Researchers from Harvard Medical School have predicted that many more tumor suppressor and oncogenes have a combined effect on the development of disease than originally thought, concluding that cancer is even more complex than imagined.

In a paper published last month in the journal Cell, the team—led by Medical School professor of genetics Stephen J. Elledge—addressed the impact of aneuploidy, an extra or missing chromosome in an individual’s cells, on cancer development.

While aneuploidy is a very common abnormality, most aneuploidies are lethal.

Aneuploidy has been observed in cancer patients for a while, but Elledge said that “aneuploidy was the elephant in the room.” He explained that the oncogene revolution brought point mutations to the attention of scientists and research has been focused on simpler targets in the last several decades.
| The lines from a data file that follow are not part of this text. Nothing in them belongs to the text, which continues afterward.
PR #295, opened 2021-01-15
Stop ProgressBar animation when Flow is hidden

taooceros:
#128 

https://github.com/Wox-launcher/Wox/pull/3246
Co-Authored-By: imsh <9258159+imsh@users.noreply.github.com>

### DIFF
--- a/Flow.Launcher/MainWindow.xaml.cs
+++ b/Flow.Launcher/MainWindow.xaml.cs
@@ -84,8 +84,15 @@ namespace Flow.Launcher
                             QueryTextBox.SelectAll();
                             _viewModel.LastQuerySelected = true;
                         }
+
+                        ProgressBar.BeginStoryboard(_progressBarStoryboard);
+                    }
+                    else
+                    {
+                        _progressBarStoryboard.Stop();
                     }
                 }
+                
             };
             _settings.PropertyChanged += (o, e) =>
             {
--- a/Flow.Launcher/MainWindow.xaml.cs
+++ b/Flow.Launcher/MainWindow.xaml.cs
@@ -1,5 +1,4 @@
-﻿
-using System;
+﻿using System;
 using System.ComponentModel;
 using System.Windows;
 using System.Windows.Input;
@@ -27,6 +26,7 @@ namespace Flow.Launcher
         #region Private Fields
 
         private readonly Storyboard _progressBarStoryboard = new Storyboard();
+        private bool isProgressBarStoryboardPaused;
         private Settings _settings;
         private NotifyIcon _notifyIcon;
         private MainViewModel _viewModel;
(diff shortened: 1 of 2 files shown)


jjw24:
what happens when the query is still loading though? like if its a long running query, i click on some other window and come back a minute later, this change means the bar will stop if it's hidden despite the query is still running right?

taooceros:
hmmm you are right. Let me use the dispatcher to disable and restart animation only when Progressbar visibility change instead of Mainwindow visibility.

jjw24:
i dont think this is working as intended. Visibility doesnt seem to be wired up properly, because regardless whether the mainwindow is hidden or visible, the visibility is always visible.

Flow.Launcher/MainWindow.xaml.cs
```diff
@@ -84,8 +84,28 @@ private void OnLoaded(object sender, RoutedEventArgs _)
...
                     }
+                    else
+                    {
+                    }
+                }
+                else if (e.PropertyName == nameof(MainViewModel.ProgressBarVisibility))
+                {
+                    Dispatcher.Invoke(() =>
+                    {
+                        if (ProgressBar.Visibility == Visibility.Hidden)
```
jjw24, line 97: shouldnt this be MainViewModel.MainWindowVisibility? i thought we are resuming and pausing progress bar animation based on the visibility of mainwindow

taooceros: > what happens when the query is still loading though? like if its a long running query, i click on some other window and come back a minute later, this change means the bar will stop if it's hidden despite the query is still running right?

That's the reason changing this to progressbar visibility

Flow.Launcher/MainWindow.xaml.cs
```diff
@@ -84,8 +84,28 @@ private void OnLoaded(object sender, RoutedEventArgs _)
...
+                    {
+                        if (_viewModel.ProgressBarVisibility == Visibility.Hidden)
+                        {
+                            _progressBarStoryboard.Pause();
+                        }
+                        else
+                        {
+                            _progressBarStoryboard.Resume();
+                        }
+                    }, System.Windows.Threading.DispatcherPriority.Render);
```
jjw24, line 105: i think the logic should be this instead:
```
Dispatcher.Invoke(() =>
                    {
                        if (_viewModel.ProgressBarVisibility == Visibility.Visible)
                        {
                            if (Visibility == Visibility.Collapsed || Visibility == Visibility.Hidden)
                                _progressBarStoryboard.Pause();

                            if (Visibility == Visibility.Visible)
                                _progressBarStoryboard.Resume();
                        }
                    }, System.Windows.Threading.DispatcherPriority.Render);
```

When the progressbarvisibilty is visible (which means it is running) and main search window is hidden, then pause, otherwise when main search window is visible, resume. 'Visible is the property for main window's visibility'

Can you check?

taooceros: I agree with you. However, the implementation may need a few change, by making the Visibility changed event to the event called by MainWindow.Visibility. I will do that soon, and you can take a look.

taooceros:
Done, please review.

Flow.Launcher/MainWindow.xaml.cs
```diff
@@ -84,8 +85,33 @@ private void OnLoaded(object sender, RoutedEventArgs _)
...
                         }
+
+                        if (_viewModel.ProgressBarVisibility == Visibility.Visible)
+                        {
+                            _progressBarStoryboard.Resume();
+                        }
                     }
+                    else
+                    {
+                        _progressBarStoryboard.Pause();
```
jjw24, line 96: This is going to be called everytime the mainwindow is hidden, how come a check is not added here?

taooceros:
Not sure whether this can save #128. Let's do more testing before close that via this pr.

Flow.Launcher/MainWindow.xaml.cs
jjw24: fixed in https://github.com/Flow-Launcher/Flow.Launcher/pull/295/commits/db63833e93c0b89290fa30a79533b82e28051dfc

taooceros:
> Although not from this change, this code does not set the progress bar when the main window is hidden. To repro, when main window is visible click anywhere else on the screen, the main window will be hidden, but the Visibility property is still visible rather than hidden.
> 
> Wonder if this is an easy fix we can do?
> 
> https://github.com/Flow-Launcher/Flow.Launcher/blob/d0af7a1b752f8c4b740dccc6c263e8c8a3238d71/Flow.Launcher/MainWindow.xaml.cs#L74-L77

We can use MainViewModel.MainWindowVisibility instead.

jjw24:
> Not sure whether this can fix #128. Let's do more testing before close that via this pr.

oh ok gotcha

jjw24 (approved):

jjw24:
👍 👍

Using a computational method that they devised, Elledge’s team analyzed mutations in tumors for tumor suppressor genes and oncogenes to identify mutation patterns that give rise to an oncogenic state.

The paper, titled “Cumulative Haploinsufficiency and Triplosensitivity Drive Aneuploidy Patterns and Shape the Cancer Genome,” reported that many more factors can drive the development of cancer, such as avoiding apoptosis, or programmed cell death, escaping immune response, avoiding differentiation, and sustaining proliferation.

In addition, the researchers found that contribution of weak drivers can sum up to correspond to the effect of a more potent driver.